WORK ITEM: For the entries below, report every line that includes the word "still".

RECORDS PROVIDED:
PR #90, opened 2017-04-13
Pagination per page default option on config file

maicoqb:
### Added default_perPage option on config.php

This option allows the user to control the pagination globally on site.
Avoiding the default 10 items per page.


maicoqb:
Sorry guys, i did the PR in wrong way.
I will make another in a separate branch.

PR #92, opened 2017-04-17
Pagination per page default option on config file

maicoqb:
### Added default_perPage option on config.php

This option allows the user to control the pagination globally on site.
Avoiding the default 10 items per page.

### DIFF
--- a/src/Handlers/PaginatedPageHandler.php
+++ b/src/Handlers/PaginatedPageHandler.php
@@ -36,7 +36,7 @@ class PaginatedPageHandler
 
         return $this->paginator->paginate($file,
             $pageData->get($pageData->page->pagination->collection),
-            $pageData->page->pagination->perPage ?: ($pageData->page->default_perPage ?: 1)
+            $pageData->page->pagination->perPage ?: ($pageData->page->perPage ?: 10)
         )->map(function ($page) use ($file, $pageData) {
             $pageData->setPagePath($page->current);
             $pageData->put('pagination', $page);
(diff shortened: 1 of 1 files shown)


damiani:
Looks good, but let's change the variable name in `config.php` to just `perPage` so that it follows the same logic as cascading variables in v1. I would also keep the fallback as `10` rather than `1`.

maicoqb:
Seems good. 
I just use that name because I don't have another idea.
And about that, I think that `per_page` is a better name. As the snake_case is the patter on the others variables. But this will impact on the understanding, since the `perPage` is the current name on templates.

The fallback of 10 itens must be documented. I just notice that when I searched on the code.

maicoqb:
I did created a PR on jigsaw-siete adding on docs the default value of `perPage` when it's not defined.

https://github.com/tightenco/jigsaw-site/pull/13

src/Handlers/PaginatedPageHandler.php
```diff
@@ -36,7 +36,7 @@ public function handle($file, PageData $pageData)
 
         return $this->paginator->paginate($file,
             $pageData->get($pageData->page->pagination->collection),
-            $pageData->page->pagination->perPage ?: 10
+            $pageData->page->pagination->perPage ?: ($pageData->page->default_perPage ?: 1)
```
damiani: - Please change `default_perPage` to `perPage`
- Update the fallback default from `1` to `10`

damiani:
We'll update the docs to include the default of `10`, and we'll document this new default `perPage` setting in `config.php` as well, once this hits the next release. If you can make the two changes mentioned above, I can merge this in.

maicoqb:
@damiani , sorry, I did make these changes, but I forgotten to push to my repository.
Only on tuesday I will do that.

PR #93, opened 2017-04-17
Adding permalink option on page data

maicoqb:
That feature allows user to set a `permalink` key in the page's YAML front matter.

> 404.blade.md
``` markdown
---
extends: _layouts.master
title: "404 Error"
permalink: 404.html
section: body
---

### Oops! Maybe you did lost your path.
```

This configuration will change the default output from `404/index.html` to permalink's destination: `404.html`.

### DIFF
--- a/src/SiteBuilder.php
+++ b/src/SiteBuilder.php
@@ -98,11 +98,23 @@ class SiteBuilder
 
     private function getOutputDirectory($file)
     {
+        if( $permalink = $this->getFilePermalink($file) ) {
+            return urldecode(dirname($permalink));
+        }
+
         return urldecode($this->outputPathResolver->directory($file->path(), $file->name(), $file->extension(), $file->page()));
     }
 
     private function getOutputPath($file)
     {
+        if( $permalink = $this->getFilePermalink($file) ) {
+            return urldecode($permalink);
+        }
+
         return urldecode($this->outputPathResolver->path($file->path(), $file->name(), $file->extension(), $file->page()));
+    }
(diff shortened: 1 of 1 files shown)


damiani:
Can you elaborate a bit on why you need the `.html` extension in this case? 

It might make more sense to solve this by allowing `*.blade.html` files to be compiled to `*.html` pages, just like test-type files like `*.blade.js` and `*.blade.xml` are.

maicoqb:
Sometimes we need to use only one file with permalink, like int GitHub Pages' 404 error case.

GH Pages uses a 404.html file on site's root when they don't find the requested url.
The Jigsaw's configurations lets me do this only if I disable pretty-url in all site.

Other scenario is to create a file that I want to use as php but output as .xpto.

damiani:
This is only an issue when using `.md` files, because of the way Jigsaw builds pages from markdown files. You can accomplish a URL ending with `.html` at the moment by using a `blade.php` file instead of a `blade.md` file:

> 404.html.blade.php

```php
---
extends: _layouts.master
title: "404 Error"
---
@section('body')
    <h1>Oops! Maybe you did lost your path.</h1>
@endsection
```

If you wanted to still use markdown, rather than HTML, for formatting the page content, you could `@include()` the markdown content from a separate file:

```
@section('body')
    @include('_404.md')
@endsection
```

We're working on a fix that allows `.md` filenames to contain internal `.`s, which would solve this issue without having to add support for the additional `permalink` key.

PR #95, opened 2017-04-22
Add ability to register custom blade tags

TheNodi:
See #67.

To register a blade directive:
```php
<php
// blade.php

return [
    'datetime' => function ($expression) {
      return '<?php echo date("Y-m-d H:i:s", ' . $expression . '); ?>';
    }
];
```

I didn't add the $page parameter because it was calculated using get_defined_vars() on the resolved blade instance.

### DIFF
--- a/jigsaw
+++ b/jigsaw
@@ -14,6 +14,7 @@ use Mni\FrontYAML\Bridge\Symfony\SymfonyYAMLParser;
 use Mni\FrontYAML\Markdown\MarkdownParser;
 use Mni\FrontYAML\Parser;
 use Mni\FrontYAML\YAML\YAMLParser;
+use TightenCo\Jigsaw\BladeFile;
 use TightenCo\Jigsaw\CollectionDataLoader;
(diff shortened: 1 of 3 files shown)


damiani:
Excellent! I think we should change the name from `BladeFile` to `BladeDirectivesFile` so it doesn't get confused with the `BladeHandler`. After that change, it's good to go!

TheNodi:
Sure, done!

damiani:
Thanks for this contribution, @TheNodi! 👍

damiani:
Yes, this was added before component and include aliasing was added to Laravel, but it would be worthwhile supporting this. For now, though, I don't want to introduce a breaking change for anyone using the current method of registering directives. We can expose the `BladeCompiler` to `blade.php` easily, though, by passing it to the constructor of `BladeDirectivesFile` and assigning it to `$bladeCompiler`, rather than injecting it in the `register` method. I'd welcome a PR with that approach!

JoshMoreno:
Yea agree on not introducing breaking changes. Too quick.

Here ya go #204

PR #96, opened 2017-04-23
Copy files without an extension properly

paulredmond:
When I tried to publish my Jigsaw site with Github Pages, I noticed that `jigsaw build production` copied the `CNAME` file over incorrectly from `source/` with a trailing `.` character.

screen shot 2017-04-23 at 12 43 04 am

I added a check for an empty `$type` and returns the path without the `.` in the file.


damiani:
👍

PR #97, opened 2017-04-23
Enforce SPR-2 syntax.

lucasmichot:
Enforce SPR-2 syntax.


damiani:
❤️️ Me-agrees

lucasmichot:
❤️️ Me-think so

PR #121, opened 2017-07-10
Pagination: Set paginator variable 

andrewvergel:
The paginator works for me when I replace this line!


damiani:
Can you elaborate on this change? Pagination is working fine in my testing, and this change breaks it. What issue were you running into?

--

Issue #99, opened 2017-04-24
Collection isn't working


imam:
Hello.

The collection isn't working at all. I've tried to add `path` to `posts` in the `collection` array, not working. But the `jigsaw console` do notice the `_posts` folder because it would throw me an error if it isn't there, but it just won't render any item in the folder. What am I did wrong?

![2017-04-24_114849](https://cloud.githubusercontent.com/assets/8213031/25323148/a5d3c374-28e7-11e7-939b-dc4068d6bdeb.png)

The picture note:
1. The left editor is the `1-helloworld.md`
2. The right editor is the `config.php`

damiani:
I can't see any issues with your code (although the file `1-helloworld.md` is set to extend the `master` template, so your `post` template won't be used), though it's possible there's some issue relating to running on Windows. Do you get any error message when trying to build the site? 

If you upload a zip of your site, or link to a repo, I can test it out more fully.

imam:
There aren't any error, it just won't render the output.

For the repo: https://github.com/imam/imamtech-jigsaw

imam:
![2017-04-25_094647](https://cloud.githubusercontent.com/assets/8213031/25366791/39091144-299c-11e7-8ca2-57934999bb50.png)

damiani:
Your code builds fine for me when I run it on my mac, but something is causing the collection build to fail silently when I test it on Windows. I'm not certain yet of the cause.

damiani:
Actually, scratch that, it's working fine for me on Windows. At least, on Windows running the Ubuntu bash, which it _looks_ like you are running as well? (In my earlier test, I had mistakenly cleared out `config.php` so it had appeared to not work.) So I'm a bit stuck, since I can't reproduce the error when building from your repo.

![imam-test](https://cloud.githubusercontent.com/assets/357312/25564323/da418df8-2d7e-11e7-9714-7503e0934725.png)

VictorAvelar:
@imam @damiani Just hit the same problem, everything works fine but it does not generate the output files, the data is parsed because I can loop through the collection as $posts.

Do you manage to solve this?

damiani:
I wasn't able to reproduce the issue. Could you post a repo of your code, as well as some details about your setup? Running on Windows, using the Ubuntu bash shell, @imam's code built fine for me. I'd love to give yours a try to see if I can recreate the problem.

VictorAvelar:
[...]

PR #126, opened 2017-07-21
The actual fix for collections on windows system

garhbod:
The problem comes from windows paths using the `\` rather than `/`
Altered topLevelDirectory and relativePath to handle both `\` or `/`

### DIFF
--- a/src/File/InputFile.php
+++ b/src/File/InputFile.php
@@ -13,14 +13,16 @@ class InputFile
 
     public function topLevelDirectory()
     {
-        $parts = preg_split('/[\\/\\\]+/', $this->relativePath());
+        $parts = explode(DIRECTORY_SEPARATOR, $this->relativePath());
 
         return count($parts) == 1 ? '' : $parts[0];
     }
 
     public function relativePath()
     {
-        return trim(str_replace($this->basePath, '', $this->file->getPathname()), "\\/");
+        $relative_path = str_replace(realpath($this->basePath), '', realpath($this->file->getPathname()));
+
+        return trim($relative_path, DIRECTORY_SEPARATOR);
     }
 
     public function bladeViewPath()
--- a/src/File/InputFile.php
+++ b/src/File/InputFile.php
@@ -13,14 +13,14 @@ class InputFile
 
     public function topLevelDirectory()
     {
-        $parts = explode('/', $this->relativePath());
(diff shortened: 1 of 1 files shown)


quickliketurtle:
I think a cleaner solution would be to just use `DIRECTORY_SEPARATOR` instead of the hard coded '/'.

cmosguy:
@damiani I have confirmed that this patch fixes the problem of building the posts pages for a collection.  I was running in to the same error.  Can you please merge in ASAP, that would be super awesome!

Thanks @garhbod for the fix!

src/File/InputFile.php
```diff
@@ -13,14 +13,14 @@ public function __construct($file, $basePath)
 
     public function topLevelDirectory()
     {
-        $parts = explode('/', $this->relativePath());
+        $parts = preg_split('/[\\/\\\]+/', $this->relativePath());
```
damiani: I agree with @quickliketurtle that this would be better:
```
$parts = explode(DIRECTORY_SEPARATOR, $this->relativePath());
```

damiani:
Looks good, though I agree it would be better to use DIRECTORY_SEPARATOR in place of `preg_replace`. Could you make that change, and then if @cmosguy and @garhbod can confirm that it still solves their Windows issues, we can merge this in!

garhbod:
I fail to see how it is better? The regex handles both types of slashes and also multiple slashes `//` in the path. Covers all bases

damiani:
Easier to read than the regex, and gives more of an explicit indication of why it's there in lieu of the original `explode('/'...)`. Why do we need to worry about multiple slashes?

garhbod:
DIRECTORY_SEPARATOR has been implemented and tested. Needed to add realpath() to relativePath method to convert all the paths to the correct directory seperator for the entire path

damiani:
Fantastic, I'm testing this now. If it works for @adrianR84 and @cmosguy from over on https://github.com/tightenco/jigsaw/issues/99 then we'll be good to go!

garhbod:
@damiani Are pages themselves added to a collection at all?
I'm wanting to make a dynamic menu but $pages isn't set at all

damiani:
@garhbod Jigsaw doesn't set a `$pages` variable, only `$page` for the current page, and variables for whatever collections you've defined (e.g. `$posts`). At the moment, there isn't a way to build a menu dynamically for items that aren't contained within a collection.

ANSWER BELOW:
If you wanted to still use markdown, rather than HTML, for formatting the page content, you could `@include()` the markdown content from a separate file:
Looks good, though I agree it would be better to use DIRECTORY_SEPARATOR in place of `preg_replace`. Could you make that change, and then if @cmosguy and @garhbod can confirm that it still solves their Windows issues, we can merge this in!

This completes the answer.